> _Dataset excerpts_
******************************

PR #253, opened 2026-04-15
chore: add E2E edit scenarios and multi-step pipeline tests

akshaylive:
Edit scenarios (using shared BellevueWeather template):
- update_node: change end node output values
- add_node: insert node between existing nodes
- remove_node: delete node and rewire edges
- add_output: add field to node output mappings
- move_node: reorder nodes, merge branches, reduce end nodes
- group_to_subflow: extract nodes into a subflow

Multi-step pipeline tests:
- multi_city_weather: Loop → HTTP → Script across 3 cities
- slack_weather_pipeline: Slack connector → Script → HTTP → Decision

Skill doc fixes:
- http/impl.md: replaced hardcoded model with registry placeholder, added
  critical warning about missing expansion causing null outputs at runtime
- connector/impl.md: documented that definitions must include the form field
  from registry get for node configure to work

image

PR #3416, opened 2026-09-18
feat(tests): claude-arm experiment defaults, guarded against drift

nikhil-maryala:
Implements #3376 (the follow-up @rockymadden proposed reviewing #3369: *"a `nightly-claude.yaml` (or per-agent `run_limits`) defaulting to 1800/2400, so the next slow task is a config line rather than a third PR of this shape"*).

## Why now

The per-task budget treadmill produced its 4th and 5th victims in today's (09-18) claude nightly:

- `multi-city-weather` — ERROR at **905s** against the **inherited 900s** default (no per-task override; exactly the class this fixes)
- `smart-triage` — ERROR at **1805s** against its explicit 1800s cap, after 1.0 on both 09-16 and 09-17

Evidence base for the sizing is unchanged from #3369/#3376: the claude-code session streams as one turn (so `turn_timeout` is its wall budget), tool time is 16–50s of the 900–1800s walls, and tasks pass with 3–37s margins under codex-sized caps.

## What

| Piece | Detail |
|---|---|
| `tests/experiments/nightly-claude.yaml` | `nightly.yaml` with **one** delta: `run_limits` → turn 1800 / task 2400 (task ≥ turn, since task_timeout silently caps the turn — `orchestrator.py` arms it around agent + grading, per your #3369 review) |
| `tests/scripts/test_nightly_claude_experiment_sync.py` | The anti-rot guard: deep-equal outside the delta, intended values pinned on both files, task ≥ turn pinned on both. **Verified it fails on a stray divergence** (flipped `permission_mode` in the copy → guard fails), not just passes when happy. Runs in the existing `pytest tests/` CI. |
| `run-coder-eval.yml:480` | `agent=claude` → `-e experiments/nightly-claude.yaml`, everything else unchanged. `$AGENT` is the env-quoted dispatch input, same pattern the script already uses. |
| `patterns/smart_triage/greenfield.yaml` | 1800/2400 → **2700/3600** — today's other victim has explicit limits that outrank any default, and this matches its sibling heavy pattern tasks from #3369 (`external_wait`, `high_volume_batch`, `approval_chain`). |
| `tests/README.md` | The experiments table names the file and the edit rule. |

## Deliberately duplicated, deliberately guarded

A second experiment file is the same rot-risk shape as `skills.sh.json` — nothing else reads both. That's why the guard exists and why its docstring says *edit `nightly.yaml` and let the guard tell you what to mirror*. I considered raising the shared default instead (no duplication), but that changes the codex and antigravity arms' failure-detection latency without evidence they need it, and #3376/your #3369 review both scoped this to the claude arm.

## The half I can't land from this repo

The VM nightly (`coder_eval_uipath` `daily.sh`) also passes `-e experiments/nightly.yaml`. It needs the same one-line per-arm selection — requested on #3376 with the exact line. Until that lands, the VM claude arm keeps today's behavior (shared defaults) and loses nothing; GH-dispatched claude runs get the new defaults immediately, which is also how this PR is verified.

## Verification

- Sync guard: 4/4, plus the negative (stray edit → caught).
- `test_required_checks_contract.py`: 116/116 (workflow edited, required-check contract intact).
- Claude run on this branch against today's two victims — link in a comment. The dispatch itself exercises the new selection branch, since `workflow_dispatch` runs this ref's workflow file.


nikhil-maryala:
Verification run (this branch, agent=claude, today's two victims — the dispatch itself takes the new `nightly-claude.yaml` selection path): https://github.com/UiPath/skills/actions/runs/35377825228

nikhil-maryala:
✅ Verification run [35377825228](https://github.com/UiPath/skills/actions/runs/35377825228) (agent=claude, this branch, 2 requested / 2 graded) — and the durations are the proof, not just the scores:

| task | today's nightly (old budgets) | this branch | reading |
|---|---|---|---|
| `multi-city-weather` | ERROR, killed at **905s** (inherited 900) | **SUCCESS 1.0 in 1274s** (150 turns) | needed 374s more than the old cap allowed — and since this task has no per-task `run_limits`, finishing at all proves the workflow actually selected `nightly-claude.yaml` (1274s also exceeds the old 1200s task_timeout) |
| `smart-triage` | ERROR, killed at **1805s** (explicit 1800) | **SUCCESS 1.0 in 2605s** (141 turns) | needed 800s more |

So both of today's victims convert to passes, and the selection path is exercised end-to-end rather than assumed.

One honest caveat to log: `smart-triage` at 2605s against its new 2700s cap is a **95s margin** — the same riding-the-cap class this whole effort keeps finding. I've matched the sibling budget rather than special-casing higher, but if it flaps again the next step is the #3228-style decomposition question, not a fourth bump.

tests/scripts/test_nightly_claude_experiment_sync.py
```diff
@@ -0,0 +1,60 @@
+"""nightly-claude.yaml is nightly.yaml with exactly one delta: run_limits.
+
+The two files must not drift anywhere else — nightly.yaml carries load-bearing
+config (the cmd.exe-safe pre_run polyglot, docker env passthrough, the judge
+route) that would fail the claude arm silently if a copy went stale. Nothing
+else in the build reads both files, so this guard is the only thing that
```
rockymadden, line 6: 🔴 **critical** - this guard never runs in CI, so the duplication ships unguarded.

Nothing in CI runs `pytest tests/` or `pytest tests/scripts/`. Every guard under `tests/scripts/` gets an explicit job in `.github/workflows/test-helpers.yml`, file by file, and the workflow states the rule at `test-helpers.yml:177`: *"One job for every BPMN contract guard, listed explicitly: a glob that stops matching is a silently green job"*. `pytest tests/scripts/` appears only at `tests/README.md:715`, as a local command.

`gh pr checks 3416` confirms it: no job collects this file. So:

- ❗ The PR description's "Runs in the existing `pytest tests/` CI" is wrong.
- ❗ A stale `nightly-claude.yaml` reaches the claude arm with nothing failing, which is the exact failure this file exists to prevent.

**Fix**, smallest form: append it to the job at `test-helpers.yml:278`. That job is already called "task/experiment gate unit tests" and already installs `pyyaml`.

```yaml
run: pytest tests/scripts/test_check_task_driver.py tests/scripts/test_nightly_claude_experiment_sync.py -v
```

No new job, so no `docs/REQUIRED-CHECKS.md` row and no ruleset edit.

Partial mitigation worth knowing: `task-driver-gate.yml:53` passes `tests/experiments`, so the `:;` polyglot rule *is* enforced on the copy. The docker env passthrough, the mounts, the judge route and `post_run` are not.

tests/experiments/nightly-claude.yaml
```diff
@@ -0,0 +1,86 @@
+experiment_id: skill-tests-nightly-claude
+description: "Nightly cron config for the claude-code arm — nightly.yaml with claude-sized run_limits"
+
+# This file is nightly.yaml with ONE delta: the default run_limits. The
+# claude-code harness streams the whole session as one turn, so turn_timeout is
+# its effective wall budget — and the shared 900/1200 default is sized for the
+# codex arm (#3376: five tasks in two days died at a cap the same agent clears
+# with a bigger budget, e.g. ai_decision_review at 1223s vs 900, multi-city-
+# weather killed at 905s). Everything else MUST stay identical to nightly.yaml;
```
rockymadden: 🟠 **major** - `multi-city-weather` never inherited the 900s default, so it does not support the 1800s turn budget.

`tests/tasks/uipath-maestro-flow/multi_node/multi_city_weather/multi_city_weather.yaml:14` pins `turn_timeout: 1200`, and has since #253 (2026-04-16). `run_limits` merges field by field with the task layer above experiment-defaults (`coder_eval/orchestration/config_merge.py`), so for this task:

- its turn cap on 09-18 was 1200, not 900
- the new 1800s default cannot reach it, its own 1200 still wins
- what this branch actually changes for it is the inherited `task_timeout`, 1200 → 2400

Two consequences:

- ❗ A 905s ERROR matches neither its 1200s turn cap nor its 1200s inherited task cap. Either the number belongs to another task, or that failure was not a budget kill and will recur under the new budgets. Please post the run record.
- ❗ The verification comment's *"this task has no per-task `run_limits`, finishing at all proves the workflow selected `nightly-claude.yaml`"* rests on the same wrong premise. The conclusion survives by a different route (1274s exceeds the old 1200s `task_timeout`), and since the proof is the point of that run, it is worth restating correctly.

**Fix**: drop `multi-city-weather` from the sizing evidence here and in the PR body, or swap in a task that genuinely inherits the default. `ai_decision_review` (910s and 904s kills against 900, cited already) is the clean case.

.github/workflows/run-coder-eval.yml
```diff
@@ -477,7 +477,17 @@ jobs:
...
           # word splitting, no pathname expansion. That is what the delegate `-D`
           # override needs: to bash its `[...]` list is a character class.
-          args=(-e experiments/nightly.yaml)
+          #
+          # The claude arm gets its own experiment file: identical to
+          # nightly.yaml except run_limits (the claude-code session streams as
+          # one turn, so turn_timeout is its wall budget — #3376). A sync guard
+          # (tests/scripts/test_nightly_claude_experiment_sync.py) pins the two
+          # files identical outside that delta.
+          if [ "$AGENT" = "claude" ]; then
```
rockymadden: 🟡 **minor** - `claude` is matched positively here and used as the fallback 119 lines down.

Model selection at `:605` treats claude as the `else` of codex / antigravity / delegate-sdk. This block names it. Today they agree, because `agent` is a `choice` input. They stop agreeing the moment `$AGENT` is empty, which this same step already anticipates at `:458` (*"Guard the empty case (e.g. a future non-dispatch trigger)"*): the run would take the claude model on `nightly.yaml` budgets, silently, which is the bug this PR exists to kill.

**Fix**: pick one shape. Cheapest is to mirror the chain below.

```bash
if [ "$AGENT" = "codex" ] || [ "$AGENT" = "antigravity" ] || [ "$AGENT" = "delegate-sdk" ]; then
  args=(-e experiments/nightly.yaml)
else
  args=(-e experiments/nightly-claude.yaml)
fi
```

tests/scripts/test_nightly_claude_experiment_sync.py
```diff
@@ -0,0 +1,60 @@
...
+def test_everything_else_is_identical() -> None:
+    nightly = _load("nightly.yaml")
+    claude = _load("nightly-claude.yaml")
+
+    for config in (nightly, claude):
+        config.pop("experiment_id")
+        config.pop("description")
+        config["defaults"].pop("run_limits")
+
+    assert copy.deepcopy(nightly) == copy.deepcopy(claude), (
```
rockymadden: 🟡 **minor** - the `copy.deepcopy` calls are dead.

Both dicts are freshly parsed locals, already mutated by the pops above, and neither is used afterwards. Deep-copying them changes nothing about the comparison.

**Fix**: `assert nightly == claude, (...)`, and drop `import copy`.

tests/scripts/test_nightly_claude_experiment_sync.py
```diff
@@ -0,0 +1,60 @@
...
+    assert _load("nightly.yaml")["defaults"]["run_limits"] == SHARED_RUN_LIMITS
+    assert _load("nightly-claude.yaml")["defaults"]["run_limits"] == CLAUDE_RUN_LIMITS
+
+
+def test_task_timeout_covers_the_turn_in_both() -> None:
+    # task_timeout silently caps the turn (orchestrator arms it around agent +
+    # grading), so task >= turn must hold in every experiment default.
+    for name in ("nightly.yaml", "nightly-claude.yaml"):
+        limits = _load(name)["defaults"]["run_limits"]
+        assert limits["task_timeout"] >= limits["turn_timeout"], name
```
rockymadden, line 42: 🟡 **minor** - the `task >= turn` invariant is pinned at the one layer where it cannot break.

Both defaults are authored in these two files, so this test only fails if someone edits them. The layer where the invariant actually breaks is the merge: `tests/tasks/uipath-maestro-flow/ixp/integration_handle_routing.yaml` pins `task_timeout: 900` with no `turn_timeout`, so its resolved limits under the claude defaults are turn 1800 over task 900.

Nothing breaks today (the task cap binds at 900 either way, same as now), but the guard reads as though it covers the resolved config and it does not.

**Fix**: either narrow the name and comment to the defaults layer, or resolve every task against both experiment defaults and assert the invariant on the merged result.

rockymadden (changes requested):
**🔴 Changes requested**

The approach is sound. Two things block it: the drift guard never executes in CI, so the duplication ships unguarded, and the `multi-city-weather` evidence does not match the task file.

### 📦 What

- ➕ `tests/experiments/nightly-claude.yaml`: `nightly.yaml` with `run_limits` at 1800/2400. Confirmed by diff, the header and `run_limits` are the only deltas.
- 🔀 `run-coder-eval.yml:486` selects it when `agent=claude`.
- 🛡️ New pytest guard pinning the two files identical outside `run_limits`.
- ⏱️ `smart_triage/greenfield.yaml` 1800/2400 → 2700/3600.
- 📖 README experiments table row.

### 🔎 Overall findings

**Out of scope, flagging only**

- 🧩 The `daily.sh` half is probably not one line. `eval_runner/scripts/ci/daily.sh:1049` hardcodes `$SKILLS_REPO/tests/experiments/nightly.yaml` for the auth-safe rewrite on provisioned runs and greps it for exactly one writable mount, so the per-arm choice has to feed that rewrite, not just the CLI. `eval_runner/src/eval_runner/skills/cli.py:107` already honours `EVAL_RUNNER_SKILLS_EXPERIMENT`, which may be cheaper than editing the script.
- 🪟 The Windows split stays on codex-sized budgets. `run-coder-eval.yml:1323` runs every agent, claude included, on `smoke-windows.yaml`. Fine if intended, but "the claude arm gets its own experiment file" is Linux only.

**Checked, holds** ✅

- `diff nightly.yaml nightly-claude.yaml`: header plus `run_limits`, nothing else.
- `smart_triage` at 2700/3600 matches `external_wait/greenfield`, `high_volume_batch/greenfield` and `approval_chain/near_miss`. Its 1800s turn cap was its own, so the 1805s kill reads correctly.
- The one-streamed-turn premise. `agent.communicate(prompt, timeout=turn_timeout, max_turns=...)` is one call for the whole task, so `turn_timeout` is the session wall and the "150 turns" in your verification table are inner-loop turns. No contradiction there.
- `experiment_id` split is harmless. Nothing in `skills` or `coder_eval_uipath` (evalboard, dashboards, maturity, blob ids) keys on it.
- `task-driver-gate.yml:53` passes `tests/experiments`, so the new file's `:;` single-line `pre_run` rule is enforced by an existing job.

**Not verified** ⚠️

- The 09-18 and 09-21 nightly run records. I read those durations only as quoted here and in Slack, which is what the `multi-city-weather` finding below is about.
- I did not run the tests, per repo convention, so the guard is unverified by me.

CI is green apart from one cancelled, superseded `Claude Code Review` run.

### tl;dr

Wire the guard into `test-helpers.yml` or it is decoration. Re-derive the `multi-city-weather` claim: that task has pinned `turn_timeout: 1200` since April, so it never saw the 900s default and the new 1800s default does not reach it. `smart_triage`, the file copy and the selection branch are sound.

tests/scripts/test_nightly_claude_experiment_sync.py
nikhil-maryala: Fixed in 16ba78611 — and you're right that my 'runs in the existing pytest tests/ CI' claim was wrong; I conflated the checker jobs (which pytest tests/tasks/<skill>/ recursively, how my earlier guard files got collected) with tests/scripts/, which is explicit-listing-only per test-helpers.yml:177. Appended to the task/experiment gate job exactly as you suggested — it already installs pyyaml, no new job, no REQUIRED-CHECKS row. The 'decoration' framing was earned.

tests/experiments/nightly-claude.yaml
nikhil-maryala: Respectfully pushing back on this one with the run record — I believe the finding rests on the wrong file.

The path cited is `tests/tasks/uipath-maestro-FLOW/multi_node/multi_city_weather/multi_city_weather.yaml` (`task_id: skill-flow-multi-city-weather`, `turn_timeout: 1200` since #253). The task that failed the 09-18 and 09-21 nightlies is **`skill-bpmn-multi-city-weather`**, defined at `tests/tasks/uipath-maestro-bpmn/multi_node/multi_city_weather/multi_city_weather.yaml`, whose `run_limits` is:

```yaml
run_limits:
  expected_turns: 22
  max_turns: 75
```

— no `turn_timeout`, no `task_timeout`, so it inherits 900/1200. And its 09-21 run record (`2026-09-21_04-20-30/default/skill-bpmn-multi-city-weather/00/task.json`) reads:

```
status: ERROR | duration: 904s | turns: 88
error: Agent turn timed out after 900s (iteration 1)
```

A 900s kill message against a 900s inherited cap — same on 09-18 (killed 905s). So the sizing evidence and the selection-proof reasoning both stand on the BPMN task: it has no per-task `run_limits` timeouts, meaning its 1274s pass on this branch can only have come from `nightly-claude.yaml`.

The `nightly-claude.yaml` comment says "multi-city-weather" unqualified, which is exactly the ambiguity that misled here — 16ba78611 leaves the comment as-is since it lives in a BPMN-agnostic file, but if you'd like I'll qualify it as `skill-bpmn-multi-city-weather` for the next reader. Happy to be re-checked on all of the above.

.github/workflows/run-coder-eval.yml
nikhil-maryala: Fixed in 16ba78611 — took your shape verbatim: codex/antigravity/delegate-sdk named positively, claude the fallback, matching the model chain at :605 so an empty $AGENT resolves consistently for budget and model.

tests/scripts/test_nightly_claude_experiment_sync.py
nikhil-maryala: Fixed in 16ba78611 — deepcopy and the import dropped.

tests/scripts/test_nightly_claude_experiment_sync.py
nikhil-maryala: Fixed in 16ba78611 — took the narrow option: renamed to test_task_timeout_covers_the_turn_in_the_defaults with a comment stating that per-task run_limits merge on top and can invert the pair (the task cap then binds, harmlessly), and that a merged-result guard is a different, larger thing. Your integration_handle_routing example is exactly why I didn't assert the merged layer here — it would red a flow task this PR has no business touching.

nikhil-maryala:
All findings addressed in 16ba78611 — thanks @rockymadden, the CI-collection catch was the important one.

**🔴 critical — fixed and owned**: the guard genuinely never ran; my "runs in existing CI" claim conflated the recursive `tests/tasks/<skill>/` checker jobs with the explicit-listing-only `tests/scripts/` convention. It now rides the task/experiment gate job per your suggestion.

**🟠 major — answered with the run record rather than a fix**: the cited file is the **maestro-flow** twin (`skill-flow-multi-city-weather`, turn 1200). The failing task is `skill-bpmn-multi-city-weather`, whose yaml pins no timeouts, and whose 09-21 record reads `Agent turn timed out after 900s` at 904s wall — the inherited default, twice (09-18: 905s). Full receipts on the thread; the sizing evidence and the selection proof stand on the BPMN task. If I've misread anything there, point at it and I'll fix the description instead.

**🟡 minors**: selection now mirrors the model chain (claude as fallback — your snippet verbatim); dead `deepcopy` gone; the invariant test renamed/commented to the defaults layer it covers, with your `integration_handle_routing` example as the reason a merged-layer guard is out of scope here.

**Out-of-scope notes, logged**: the `daily.sh` pointer (`EVAL_RUNNER_SKILLS_EXPERIMENT` at `cli.py:107` being cheaper than editing the auth-safe rewrite path) is now on #3376 as the suggested mechanism — that's genuinely useful, thanks. And confirmed: the Windows split staying on `smoke-windows.yaml` for all agents is intended; this PR is the Linux nightly arm only.

Re-requesting review.

rockymadden (approved):
**🟢 Approved**

All five findings closed: four fixed in 16ba78611, one withdrawn. Re-checked the fixes against the branch rather than the commit message.

### ✅ Fixed

- 🔴 **critical, the guard now runs.** `test-helpers.yml:281` appends it to the task/experiment gate job, and `task/experiment gate unit tests` is green on this head, so the guard executed rather than merely existing. Job name unchanged, so the `docs/REQUIRED-CHECKS.md` contract is untouched. Correct call not to add a job.
- 🟡 **selection mirrors the model chain.** codex / antigravity / delegate-sdk named positively, claude the fallback. An empty `$AGENT` now resolves to the same arm for the budget as for the model.
- 🟡 **`copy.deepcopy` and its import dropped.**
- 🟡 **`test_task_timeout_covers_the_turn_in_the_defaults`** renamed and scoped to the layer it actually covers.

### ↩️ Withdrawn

- 🟠 **The `multi-city-weather` finding was mine, on the wrong file.** Verified your rebuttal: `tests/tasks/uipath-maestro-bpmn/multi_node/multi_city_weather/multi_city_weather.yaml:11-13` carries `expected_turns: 22` and `max_turns: 75` and no timeouts, so `skill-bpmn-multi-city-weather` inherits 900/1200 and a 904s kill against the inherited 900s cap is exactly right. The sizing evidence and the selection proof both stand. The task I cited is the flow twin, a different task with its own `turn_timeout: 1200`.
- 👍 Yes, qualify the comment as `skill-bpmn-multi-city-weather`. Two tasks share that name across skills and the next reader lands where I did. Nit, not a blocker.

### 🔴 One red check, not caused by this PR

`Run RPA skill smoke tests (Windows)` fails at agent startup, `Claude Code not found`, all 3 tasks ERROR in ~19s each.

- 📌 Cause is upstream. The 09-18 run resolved `claude-agent-sdk==0.2.156` as a 99.8 MiB wheel and passed 55m. This run built `0.2.157` from the sdist, and the sdist bundles no `claude.exe`.
- 📎 Same failure mode `smoke-rpa-skills.yml:133-143` already documents for 0.2.144.
- 🔧 Fix belongs in its own PR: `"claude-agent-sdk!=0.2.144,!=0.2.157"`. Nothing to change here, but this will red every PR that runs that job until it lands or the wheel publishes.

### tl;dr

Guard runs in CI and is green, selection is consistent with the model chain, guard trimmed. My `multi-city-weather` finding was on the wrong file and is withdrawn: the BPMN task pins no timeouts and the 900s evidence holds. Approved. The Windows RPA red is a missing `claude-agent-sdk` 0.2.157 Windows wheel, not this diff.

nikhil-maryala:
Nit applied in 4144cfd5c — the comment now names `skill-bpmn-multi-city-weather` and `skill-bpmn-ai-decision-review-brownfield` and notes the flow suite has same-named twins with their own pins (the exact trap). And thanks for the withdrawal-with-verification — the twin-name ambiguity was as much my comment's fault as anything.

The Windows RPA red: opened **#3443** with your diagnosis (`!=0.2.157` alongside the documented `!=0.2.144`; independently confirmed on PyPI that 0.2.157 ships no win_amd64 wheel while 0.2.156 does). Its own Windows check going green is the proof.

******************************

> _Activity_
Reproduce every line in the data that has the word "None" in it.

> _Worked solution_
+def test_everything_else_is_identical() -> None:
+def test_task_timeout_covers_the_turn_in_both() -> None:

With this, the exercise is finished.